== DATA EXTRACTS

PR #446, opened 2020-05-12
Updates XRP Utils to use XRPError instead of generic Error

amiecorso:
This PR updates utilities `xrpToDrops` and `dropsToXrp` to throw an `XRPError` with enum type `XRPErrorType.InvalidInputs` instead of a generic `Error`.  This is in keeping with the implementations of these utilities in the other two SDKs. 

### Context of Change
Maintain closest possible consistency across SDK flavors.

### Type of Change

## Before / After
`xrpToDrops` and `dropsToXrp` used to throw an `Error`, and now throw an `XRPError`.

## Test Plan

====

# [EXERCISE]
The line containing "used to throw" and every line after it, up to and including the last line of the records, should be reproduced exactly, with nothing else.

# [SOLUTION]
`xrpToDrops` and `dropsToXrp` used to throw an `Error`, and now throw an `XRPError`.

## Test Plan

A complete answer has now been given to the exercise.